╭─ DATASET CONTENT
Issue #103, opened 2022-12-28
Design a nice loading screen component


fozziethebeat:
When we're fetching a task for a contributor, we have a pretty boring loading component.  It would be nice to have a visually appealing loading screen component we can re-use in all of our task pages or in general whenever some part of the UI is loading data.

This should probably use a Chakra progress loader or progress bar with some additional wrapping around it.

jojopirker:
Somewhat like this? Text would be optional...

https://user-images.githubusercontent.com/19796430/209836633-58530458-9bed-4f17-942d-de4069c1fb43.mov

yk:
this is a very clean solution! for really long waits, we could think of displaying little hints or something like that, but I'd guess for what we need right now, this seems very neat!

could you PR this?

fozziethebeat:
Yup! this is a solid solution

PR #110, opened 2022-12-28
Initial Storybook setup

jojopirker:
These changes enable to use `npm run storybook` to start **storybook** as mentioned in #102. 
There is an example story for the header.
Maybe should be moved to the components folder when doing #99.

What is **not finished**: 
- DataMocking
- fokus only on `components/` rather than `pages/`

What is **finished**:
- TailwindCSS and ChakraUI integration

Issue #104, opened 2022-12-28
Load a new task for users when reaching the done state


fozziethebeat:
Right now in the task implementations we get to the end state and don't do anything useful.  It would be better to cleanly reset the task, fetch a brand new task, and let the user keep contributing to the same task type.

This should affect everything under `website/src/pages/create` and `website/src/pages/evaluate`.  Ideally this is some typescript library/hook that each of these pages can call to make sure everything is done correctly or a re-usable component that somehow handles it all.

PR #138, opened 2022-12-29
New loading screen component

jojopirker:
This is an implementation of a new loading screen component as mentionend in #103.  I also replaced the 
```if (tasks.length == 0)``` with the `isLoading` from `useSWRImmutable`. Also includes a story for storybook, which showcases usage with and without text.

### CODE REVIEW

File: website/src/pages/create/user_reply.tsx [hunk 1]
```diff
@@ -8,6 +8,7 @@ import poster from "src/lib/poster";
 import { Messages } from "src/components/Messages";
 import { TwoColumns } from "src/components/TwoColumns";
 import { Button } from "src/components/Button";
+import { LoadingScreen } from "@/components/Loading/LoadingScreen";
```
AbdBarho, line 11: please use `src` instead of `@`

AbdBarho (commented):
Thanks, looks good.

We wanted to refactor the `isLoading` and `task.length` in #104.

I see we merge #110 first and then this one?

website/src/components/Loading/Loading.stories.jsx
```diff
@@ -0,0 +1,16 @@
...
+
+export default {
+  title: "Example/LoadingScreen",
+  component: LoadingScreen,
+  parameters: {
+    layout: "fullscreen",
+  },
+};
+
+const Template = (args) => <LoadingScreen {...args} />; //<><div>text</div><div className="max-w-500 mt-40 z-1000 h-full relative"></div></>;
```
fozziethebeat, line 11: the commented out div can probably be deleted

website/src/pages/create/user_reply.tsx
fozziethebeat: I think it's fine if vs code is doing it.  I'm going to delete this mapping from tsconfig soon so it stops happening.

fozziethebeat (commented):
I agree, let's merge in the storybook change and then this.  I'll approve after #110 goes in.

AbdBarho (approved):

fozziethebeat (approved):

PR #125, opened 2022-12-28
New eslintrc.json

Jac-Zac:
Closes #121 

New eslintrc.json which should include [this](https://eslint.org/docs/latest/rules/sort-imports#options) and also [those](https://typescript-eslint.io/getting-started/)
╰─
Take every line of the material that contains the word "nice", and copy it.

Design a nice loading screen component
When we're fetching a task for a contributor, we have a pretty boring loading component.  It would be nice to have a visually appealing loading screen component we can re-use in all of our task pages or in general whenever some part of the UI is loading data.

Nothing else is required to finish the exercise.